Третий сценарий не является столь известным как первые два, но авторы книги и их коллеги разрабатывают, уточняют и пропагандируют его на протяжении уже более 20 лет, в результате чего он стал предметом серьезного обсуждения по меньшей мере в академических кругах. Это сценарий преимущественного развития креатосферы на основе прогресса социализации экономики. Он предполагает качественную смену модели трансформаций и переход к активному выращиванию элементов «царства свободы» в рамках активно реформируемого капитализма. Иными словами, это сценарий существенного изменения модели социально-экономической системы России, а именно перехода от оли-гархически-бюрократического позднего капитализма полупериферий-ного типа к трансформационной системе, реализующей траекторию опережающего развития по направлению к эко-социогуманитарно-реформируемому капитализму.

Предлагаемый сценарий с точки зрения авторов есть не более чем программа минимум (программа-максимум - социалистическая революция, высвобождающая энергию социального созидания «царства свободы»), но и он предполагает (i) существенно перераспределения экономической и политической власти от олигархических группировок и бюрократии к демократическому и социальному [буржуазному] государству, социально ответственному и общественно-контролируемому бизнесу и гражданскому обществу плюс (2) приоритетное развитие креатосферы.
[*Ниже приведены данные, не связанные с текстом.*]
PR #181, opened 2017-11-04
update logos and custom results file to Solid

josep-m-carbonell:


josep-m-carbonell:
@jginternational do not merge it yet I want to add more changes in icons, a similar style as pfem for the solidapp. But I have encountered a couple of problems. The icons for group is not changing in the pfem (I remember that they did before)   and I don't know how to set it also for the solidapp. Also the icon for Linear Solver I don't know how to change it.

kratos.gid/kratos_default.spd
```diff
@@ -8,12 +8,12 @@
 	<hiddenfield n="activeapp" active="0" v="" state="disabled"/>
 	<value n="nDim" pn="Dimension" un="nDim" v="undefined" state="disabled" values="undefined,2D,2Da,3D" dict="undefined,Undefined,2D,2D,2Da,2D axisymmetric,3D,3D"/>
 	<appLink n="Solid" public="1" pn="Solid" active="0" appid="Solid" prefix="SL"/>
+	<appLink n="Pfem" public="1" pn="Pfem" active="0" appid="Pfem" prefix="PFEM_"/>
```
jginternational: There is no need for this change

josep-m-carbonell: I put the two applications that I manage together. If you prefer you can move them whenever you want.

josep-m-carbonell: I have restored the position of the Pfem app

PR #183, opened 2017-11-08
changing the view default of icons Pfem/Solid apps

josep-m-carbonell:


josep-m-carbonell:
I have also added some corrections

PR #205, opened 2017-11-28
Setting PYTHONHOME

roigcarlo:
This will fix the "no platform libraries detected for xxx" error


roigcarlo:
P.s. In linux. In windows works ok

Этот сценарий выглядит в настоящее время абсолютно утопичным, но, напомним, «скандинавская модель» капитализма в начале ХХ века казалась абсолютной утопией радикальных левых, а в середине того же столетия, спустя каких-то 30 лет, стала реальностью.

Реализация последнего сценария в идеале может привести к возникновению модели капитализма, максимально адекватной для движения в направлении посткапиталистической системы, т.е. социалистической революции (эта траектория чем-то напоминает ленинскую идею перерастания буржуазно-демократических преобразований в социалистические). Возможен ли этот сценарий политически - вопрос, ответ на который будет зависеть от многих конкретных условий. Равно как и вопрос о том, как (путем сколь радикальных реформ и/или революций) могут быть осуществлены трансформации от существующей к названной выше траектории развития и далее. В данном тексте мы эти вопросы не рассматриваем, сосредоточив внимание на социально-экономических аспектах.

А они предполагают качественные изменения структуры общественного воспроизводства и начало эко-социогуманитарно ориентированной трансформации производственных отношений позднего капитализма при уничтожении добуржуазных форм. Что касается новой структуры производства, то здесь перспективной целью должно стать формирование экономики, в которой около 20-25% занято в материальном производстве и сфере утилитарных услуг, еще столько же в непрерывно сокращаемом превратном секторе и не менее 50% - в растущей креатосфере. Причем именно последняя должна все более становиться драйвером прогресса этого общества.

Для иллюстрации приведенных выше, прямо скажем, не очевидных тезисов используем простейшую историческую аналогию, при этом, естественно, отдавая себе отчет в том, что аналогия не есть доказательство, но есть полезная иллюстрация. Итак, проведем аналогию перехода от доминирования индустриального производства к обществу, где доминирует креатосфера с переходом от аграрного к индустриальному производству, происходившему в мире на протяжении как минимум трех столетий, начиная с XVIII века.

Вследствие этой трансформации сельское хозяйство, прежде бывшее доминирующей сферой (до 80% занятых), превращается в одну из сфер индустриального («постаграрного») производства, чья доля и роль в общественном воспроизводстве постоянно сокращаются (до i-5%), хотя производительность и результативность растет. Последнее хорошо известно: Европейские страны, где непосредственно в аграрном производстве занято несколько процентов населения позволяет производить сельскохозяйственной продукции в масштабах достаточных не только для обеспечения нужд своей страны, но и еще экспортировать его в третьи страны.